5. I apologize if it seems like I'm promoting Guesstimate, my own product. I'd say here that I do think it's the best tool for this (I basically made it just for things like this), and at this point, I'm basically running it as a loss. I personally don't expect it to really ever be profitable, but I'm quite happy with what it's able to do for many people in the rationalist/EA communities. Guesstimate is free (for public use) and open source. The use of private accounts is very cheap, and if that cost is too much for you let me know and I'll give you free access.

Future Work (for myself or others)

1. I would really like to see a collection of "common knowledge distributions" that approximate community accepted beliefs of specific variables. In this case I came up with many of these numbers myself, but would have preferred it if some could have been more established. One convenience of this kind of modeling is that important metrics seem to come up again and again in different models, so if there were a collection of generally accepted metrics, this would make modeling much easier. These values don't even require that much consensus; even if some are debated within a few orders of magnitude, that could easily be enough to be very useful.

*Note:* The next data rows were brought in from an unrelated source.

PR #1337, opened 2026-03-31
Fix FeatureCollection visitor to check geometry style

### LINKED ISSUE #672: GeoJSONDocumentRasterOverlay styling not applying

baruchInsert-tech:
Fix GeoJSON FeatureCollection visitor not reading geometry styles
                                                     
The GeoJsonFeatureCollection visitor in GeoJsonDocumentRasterOverlay was checking the style on the Feature wrapper object instead of the geometry inside it. This caused programmatically-set styles via SetStyle() on geometry objects to be silently ignored when the root object is a FeatureCollection (the common case for GeoJSON documents).

Additionally, the style fallback chain incorrectly fell back to
pFeature->style a second time instead of collection.style, meaning collection-level styles were never consulted.

The GeoJsonFeature visitor already handled this correctly by checking feature.geometry->getStyle(). This change aligns the FeatureCollection visitor with that behavior.

Fixes CesiumGS/cesium-unity#672

## Author Checklist

- [x] I have submitted a Contributor License Agreement (only needed once).
- [x] I have updated CHANGES.md with a short summary of my change (for user-facing changes).

### DIFF
--- a/CesiumRasterOverlays/test/TestGeoJsonDocumentRasterOverlay.cpp
+++ b/CesiumRasterOverlays/test/TestGeoJsonDocumentRasterOverlay.cpp
@@ -81,6 +81,96 @@ CesiumGltf::ImageAsset rasterizeOverlayTile(
   }
   return *pTile->getImage();
 }
+
+CesiumGltf::ImageAsset rasterizeOverlayTileFromDocument(
+    const GlobeRectangle& rectangle,
+    const glm::dvec2& imageSize,
+    GeoJsonDocument&& document,
+    const GeoJsonDocumentRasterOverlayOptions& overlayOptions) {
+  AsyncSystem asyncSystem(
+      std::make_shared<CesiumNativeTests::SimpleTaskProcessor>());
+
+  IntrusivePointer<GeoJsonDocumentRasterOverlay> pOverlay;
+  pOverlay.emplace(
+      asyncSystem,
+      "overlay0",
+      std::make_shared<GeoJsonDocument>(std::move(document)),
+      overlayOptions);
+
+  std::shared_ptr<CesiumAsync::IAssetAccessor> pAssetAccessor =
+      std::make_shared<CesiumNativeTests::SimpleAssetAccessor>(
+          std::map<
+              std::string,
+              std::shared_ptr<CesiumNativeTests::SimpleAssetRequest>>());
+
+  IntrusivePointer<ActivatedRasterOverlay> pActivated = pOverlay->activate(
+      RasterOverlayExternals{
+          .pAssetAccessor = pAssetAccessor,
+          .pPrepareRendererResources = nullptr,
+          .asyncSystem = asyncSystem,
+          .pCreditSystem = nullptr,
+          .pLogger = spdlog::default_logger()},
+      Ellipsoid::WGS84);
+
+  pActivated->getReadyEvent().waitInMainThread();
+
+  REQUIRE(pActivated->getTileProvider() != nullptr);
+  GeographicProjection projection(Ellipsoid::WGS84);
+  const CesiumGeometry::Rectangle& tileRect = projection.project(rectangle);
+
+  IntrusivePointer<RasterOverlayTile> pTile =
+      pActivated->getTile(tileRect, imageSize);
+  pActivated->loadTile(*pTile);
+  while (pTile->getState() != RasterOverlayTile::LoadState::Loaded) {
+    asyncSystem.dispatchMainThreadTasks();
+  }
+  return *pTile->getImage();
+}
+
+bool imageHasPixelWithColor(
+    const CesiumGltf::ImageAsset& image,
+    uint8_t r,
+    uint8_t g,
+    uint8_t b,
+    uint8_t a) {
+  REQUIRE(image.channels == 4);
+  REQUIRE(image.bytesPerChannel == 1);
+  for (int32_t y = 0; y < image.height; y++) {
+    for (int32_t x = 0; x < image.width; x++) {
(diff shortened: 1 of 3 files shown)


baruchInsert-tech:
@azrogers please take a look when available 


This means cesium-unreal would also exhibit this issue if a user sets a style on the geometry object within a FeatureCollection and refreshes. It likely hasn't been reported there because users either haven't hit this exact code path, or they set styles at a different level (e.g., on the Feature or the default style, which do work).

CesiumRasterOverlays/test/TestGeoJsonDocumentRasterOverlay.cpp
```diff
@@ -81,6 +81,96 @@ CesiumGltf::ImageAsset rasterizeOverlayTile(
   }
   return *pTile->getImage();
 }
+
+CesiumGltf::ImageAsset rasterizeOverlayTileFromDocument(
```
azrogers: This seems to be most of the contents of `rasterizeOverlayTile`, only taking an existing document instead of a path to a GeoJSON file. I would recommend changing the implementation of `rasterizeOverlayTile` to call `rasterizeOverlayTileFromDocument` after the document is loaded, to avoid duplicating the code.

CesiumRasterOverlays/test/TestGeoJsonDocumentRasterOverlay.cpp
```diff
@@ -81,6 +81,96 @@ CesiumGltf::ImageAsset rasterizeOverlayTile(
...
+    uint8_t r,
+    uint8_t g,
+    uint8_t b,
+    uint8_t a) {
+  REQUIRE(image.channels == 4);
+  REQUIRE(image.bytesPerChannel == 1);
+  for (int32_t y = 0; y < image.height; y++) {
+    for (int32_t x = 0; x < image.width; x++) {
+      size_t idx = static_cast<size_t>((y * image.width + x) * 4);
+      if (idx + 3 < image.pixelData.size() &&
```
azrogers: I would raise the `idx + 3 < image.pixelData.size()` check up to the top of the function, with something like `REQUIRE(image.width * image.height * image.channels * image.bytesPerChannel == image.pixelData.size())`. If the image doesn't have enough data for the pixels it's supposed to contain that indicates a different issue than the image not having a pixel of that color, so it should be raised as such.

azrogers:
Looks like the core issue here is a copy-and-paste error on my part. Thanks for the fix! A few suggestions for the tests file and a merge conflict that needs resolved, but if that's taken care of we can get this into the next release!

CesiumRasterOverlays/test/TestGeoJsonDocumentRasterOverlay.cpp
baruchInsert-tech: Thanks! Refactored rasterizeOverlayTile to load the document and then delegate to rasterizeOverlayTileFromDocument, removing the duplicated setup/activation/tile-load code

CesiumRasterOverlays/test/TestGeoJsonDocumentRasterOverlay.cpp
baruchInsert-tech: Hoisted it to a REQUIRE(image.width * image.height   * image.channels * image.bytesPerChannel == image.pixelData.size()) at the top of imageHasPixelWithColor, and dropped   the per-pixel idx + 3 < size() guard from the loop.

baruchInsert-tech:
> Looks like the core issue here is a copy-and-paste error on my part. Thanks for the fix! A few suggestions for the tests file and a merge conflict that needs resolved, but if that's taken care of we can get this into the next release!

Done!

azrogers:
Thanks @baruchInsert-tech!

PR #1357, opened 2026-05-01
Move the source for the KTX-Software overlay port to the CesiumGS org.

### LINKED ISSUE #1303: KTX overlay port pulls from my personal fork of KTX-Software
See here:
https://github.com/CesiumGS/cesium-native/blob/v0.56.0/extern/vcpkg/ports/ktx/portfile.cmake#L3

This isn't catastrophic, but it's poor practice (on my part). I did it because I was actively pushing changes into the upstream project at the time, and so I expected the need for the fork to only be temporary. For various reasons, that has taken longer than expected, and may take awhile longer still. So we may want to move to a CesiumGS fork, at least.

For reference, here's the PR that I opened upstream:
https://github.com/KhronosGroup/KTX-Software/pull/1075

kring:
Fixes #1303


j9liu:
@timoore could you please review and merge at your earliest convenience? (we're starting to PR chain 😅)

timoore (approved):
Not much to review, as we've already been building with this version of KTX.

2. Some of the most obvious next models to do of this type are models of the Expected Value of AGI for groups with other belief systems, utilitarianism or similar being the most obvious examples. It could also be interersting to break down the EV of AGI based on which group creates it. For instance, I'd like to see a matrix of the EV of safe AGIs created by different actors to different other actors; for instance, how would utilitarians view a safe AGI created by the Chinese government, or how would the collective of Western nations view one created by a rogue state?

3. There's a ton of work that could be done on the EV of specific interventions, but this is a whole topic to itself.